Hi!
I’m really struggling with parallel code execution in Julia. I have implemented an MCMC sampler that depends on packages such as Distributions, Random, etc., as well as two other julia files which I have written. Things work well with serial execution. I have also followed the docs and gotten parallel examples to work with the DummyModule for code availability, but I cannot get my full code
to run in parallel.
I am very confused with the proper way to make code available on all cores. My code is structured like so:
SampleSources.jl --> RJMCMC.jl --> TransformImages.jl
SampleSources.jl
is the main script that is run. Inside there is a function sample_sources_main()
that looks like:
function sample_sources_main()
#do some setup
rngs = [MersenneTwister() for _ in 1:N_CHAINS]
posterior, stats = collect(pmap(do_mcmc, rngs, on_error=identity))
# write to disk
end
So I am running multiple independent simulations in parallel, and then combining them with the collect
function.
Does just this module need to be included everywhere or its dependencies as well?

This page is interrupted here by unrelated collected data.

PR #6325, opened 2015-12-28
Sync message edit for sync errors

iriberri:
Using "sync failed" instead of "synced failed" in the copies that contained it.

cc @xavijam @viddo


xavijam:
:+1:

PR #6333, opened 2015-12-29
Print viz_json html safe

### LINKED ISSUE #6332: cartod1b map fails
Related with #6197, the embedded map fails due rails is escaping the vizjson.

acanimal:
reviewer @xavijam 

close #6332 

Modified the view to print the viz_json data html safe.


xavijam:
:+1:

PR #6346, opened 2016-01-04
Remove public profile mention

iriberri:
cc @ethervoid:

Any specific reason why "public profile" was mentioned here? This is not really true, as map views are measured from any source. If there's not any specific reason why the sentence is there, I would like to remove it as it can cause confusion for users with "with link" map privacies.


ethervoid:
Good for me but this is a copy that I got

iriberri:
@brittanymicek could you please take a quick look here? <3

brittanymicek:
Hey @iriberri 

Feel free to drop the "public profile" if it creates confusion. 

Wording should now read:
Your [map name] has received more than [number] map views.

I have gotten things to start to work by loading a different file which I have made to include things everywhere. The entire contents of the file are here:
@everywhere begin
using Pkg
Pkg.activate(".")
include("<absolutepath>/src/SampleSources.jl")
using .SampleSources
end
I could only get this to work with the absolute path. When it was include("src/SampleSources.jl")
I’d recieve the error: No file named <path>/src/src/SampleSources.jl
. When it was include(“SampleSources.jl”) I’d receive the error: No file named <path>/SampleSources.jl
. I’d run everything from the package directory above src
. That’s another issue but not blocking at least…
Finally I’d execute the program by running julia -p 2 --project=Project.toml -L src/PLoad.jl
and then executing SampleSources.sample_sources_main()
in the shell. Things finally started to work! However, I’d receive a KeyError in the collect function. When running this same code in “parallel” with just 1 worker (starting julia without the “-p” flag) I do not receive this error. Upon inspecting the dictionaries, it is clear that the key exists. However, the dictionary is keyed on an enum defined in RJMCMC.jl, a dependency of the main SampleSources file. Could this be the issue? I’m really struggling to figure this out. As this function is executed after the pmap
call, isn’t this run on the base process for which the code availability issue shouldn’t exist?
I’m really not sure what the right workflow is for setting up code to run in parallel like this is, and it seems I have almost gotten this to work without even knowing why.